The Recent Financial Policies of the United States and France.

To the Editor of the Philadelphia Inquirer:

As long ago as the time of Montesquieu the idea prevailed among the people that "a national debt was a national blessing," for he tells us that "some have imagined that it was for the advantage of the State to be indebted to itself; they thought that this multiplied the riches by increasing the circulation." The fact was, the people had seen that accompanying a national debt or its increase were found increased societary action, increased production, trade, and commerce, in a word generally increased prosperity; and while not examining the subject very profoundly, or even closely, they very naturally inferred that that condition of prosperity flowed necessarily and alone from the very existence of the debt itself. They failed to appreciate the fact that such a debt only became a national blessing by reason of its forcing the rulers of the country, on account of the public necessities, to pursue such a policy as was for the public weal, and further, that really enlightened statesmanship, without a debt, was capable of giving to the State all such blessings unaccompanied by any of the burdens and other drawbacks of a debt. Let us illustrate this position by means of examples drawn from the recent experiences of our own country and of France.

The breaking out of the rebellion in the winter of 1860-61 placed the Treasury of the United States in such a position that it was obliged to borrow money at as high a rate as 12 per cent, per annum.
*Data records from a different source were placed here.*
PR #611, opened 2026-05-27
[codex] vaillant: generate ctls3 from 700 and add cooling setpoints

Damecek:
## What changed

This adds a `15.ctls3` alias to the 700 controller definition and fills in the missing zone cooling setpoint registers in `15.700.tsp`.

Specifically:
- add `src/vaillant/15.ctls3.tsp` as a symlink to `15.700.tsp`
- add `Z1/Z2/Z3CoolingTempDesired` on offset `0x15`
- add `Z1/Z2/Z3CoolingManualTemp` on offset `0x23`

## Why

A Vaillant Genia Air split installation with a scanned `CTLS3` controller was using `vaillant/15.ctls3.csv`, but the active cooling target changed in the UI without any matching attribute in the available `ctls3` definitions.

Runtime verification on the target system showed that the controller exposes:
- `Z2CoolingTempDesired` at `020003011500`
- `Z2CoolingManualTemp` at `020003012300`

Those attributes were missing from the generated `ctls3` config, while the rest of the observed CTLS3 layout matched the 700-style room controller model:
- `Z2RoomZoneMapping = VRC700`
- `Z2OpMode = off/auto/day/night`
- `Hc1CircuitType = mixer`

## User impact

After publishing this, a generated `vaillant/15.ctls3.csv` can expose the cooling setpoints that are actually used by CTLS3-backed systems.

Expected MQTT topics include:
- `GeniaAir-split/ctls3/Z2CoolingTempDesired`
- `GeniaAir-split/ctls3/Z2CoolingManualTemp`

## Validation

Checks run:
- `npm run compile-en`
- `npm run lint`

Runtime verification on the real CTLS3 setup was done with `ebusctl` against a temporary `ebusd` instance using the updated generated config:
- `Z2CoolingTempDesired = 18.5`
- `Z2CoolingManualTemp = 18.5`
- `Z2CoolingTemp = 19`
- `Z2RoomZoneMapping = VRC700`

This confirms that the newly defined attributes map to the active cooling target, while the legacy `Z2CoolingTemp` remains a different setpoint.


Narcotic82:
I tested these six new CTLS3 cooling registers on another real CTLS3 SW0809 / HW8104 installation using ebusd 26.1.26.1.

All six registers are recognized and return valid values:

Z1CoolingTempDesired = 27
Z1CoolingManualTemp = 27

Z2CoolingTempDesired = 0.0
Z2CoolingManualTemp = 24

Z3CoolingTempDesired = 0.0
Z3CoolingManualTemp = 24

The definitions therefore work correctly on my CTLS3 SW0809/HW8104 installation as well.

This provides an additional live validation of the proposed CTLS3 cooling register definitions.

PR #622, opened 2026-06-24
vaillant: document recoVair 275/3 findings (VAI00 SW=0125, WTW04 SW=0127 HW=9001)

HerrBausW:
## Summary

Validated eBUS register behavior with a **Vaillant recoVair 275/3** ventilation unit:
- VAI00 SW=0125 HW=8901
- WTW04 SW=0127 HW=9001

### 15.vai.tsp

- **Mode register (0x24)**: Documented actual values for the recoVair: `on(1)=day`, `off(2)=off`, `auto(3)=auto`, `low(5)=night`.
- **HighDuration register (0x58)**: Uses **HCD:2 encoding** (not plain UIN minutes). Values are 0.5h steps: 0=off, 2=0.5h, 3=1h, ..., 7=3h. The device decrements the value by one step immediately on activation.

### c0.wtw.tsp

- **Temperature registers on HW=9001**: Require **PBSB B509,29 with a 2-byte IGN prefix** instead of the standard B509,0D. Without this, temperature reads return invalid data on this hardware revision.
- Clarified temperature sensor names (Zuluft/Außenluft/Abluft/Fortluft).

## Test setup

- ebusd 26.1 on Debian 12
- eBUS TCP adapter
- Full read/write validation of all documented registers


HerrBausW:
Closing this PR due to incorrect findings about HighDuration. After further testing: the register counts in MINUTES (1 unit = 1 minute), not in 0.5h steps. The device decrements by 1 immediately upon activation, then by 1 per minute thereafter. The original minutes2 type may therefore be more appropriate than the HCD2 change introduced here. Additionally, the temperature PBSB note for WTW04 HW=9001 (B509,29 with IGN:2 prefix) remains valid and may be contributed separately once better understood in TypeSpec.

PR #649, opened 2026-08-27
Update 08.hmu.HW5103.tsp

ClausLDK:
Updated Unit correct to L/h (BuildingCircuitFlow)


twslocombe:
This is incorrect. It should be    

@unit("l/hour")

ClausLDK (commented):
corrected to l/hour

ClausLDK:
> This is incorrect. It should be
> 
> @Unit("l/hour")

No, according to latest HA version it should be L/h

twslocombe:
Both "L/h" and "l/hour" work. If "L/h" is in the official documentation, this is the correct one to use

PR #652, opened 2026-08-28
Update 08.hmu.HW5103.tsp

ClausLDK:
BuildingCircuitFlow update to correct unit l/h -> L/h


ClausLDK:
Consolidated in https://github.com/john30/ebusd-configuration/pull/660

Nevertheless, with the advent of Mr. Lincoln's administration and the subsequent commencement of hostilities, Congress, co-operating with Secretary Chase, pursued the plan of issuing demand notes, not a legal tender, in limited amount, and bonds, but mainly relied upon the latter, giving, however, but little heed to the condition of the people, which was certainly very sad. To float these bonds it became necessary to appeal to the page 3 patriotism of the banks, and in return for this patriotism Mr. Chase demanded payment for bonds in coin, of which the banks soon becoming exhausted were of necessity forced, December 30, 1861, to suspend specie payments. Business was then and had been for a twelvemonth completely prostrated, except so far as the demands of the government for services and commodities had tended to revive it.

By the end of January, 1862, the national finances were upon the eve of a total collapse, and from that date sixty days more of the policy which the department had so far followed would have completely bankrupted the Treasury, dissolved our armies, scattered our navy, and caused the rebellion to become an accomplished and a successful revolution. Nothing but a full realization of these facts, and with perdition clearly in view, and the recognition of the necessity, under the circumstances, of giving to any Treasury notes which were to obtain general circulation, the legal tender quality, forced the Secretary and Congress to agree to the Legal Tender Act. Even under these terrible circumstances many and humble were the apologies which were made for so far invading the sacredness of capital, even to save a nation of freemen. So humble were these apologies from the friends of the bill, so strong were the protests in behalf of capital, from the enemies of it, that the Hon. William Kellogg, of Illinois, found himself constrained in debate, in the House of Representatives, February 6, 1862, to utter these eloquent and burning words:—

"Mr. Chairman," said he, "I am pained when I sit in my place in the House and hear members talk about the sacredness of capital; that the interests of money must not be touched. Yes, sir, they will vote six hundred thousand of the flower of the American youth for the army, to be sacrificed, without a blush; but the great interests of capital, of currency, must not be touched. We have summoned the youth; they have come. I would summon the capital, and, if it does not come voluntarily, before the Republic shall go down, or one star be lost, I would take every cent from the treasury of the States, from the treasury of capitalists, from the treasury of individuals, and press it into the use of the government. What is capital worth without a government?"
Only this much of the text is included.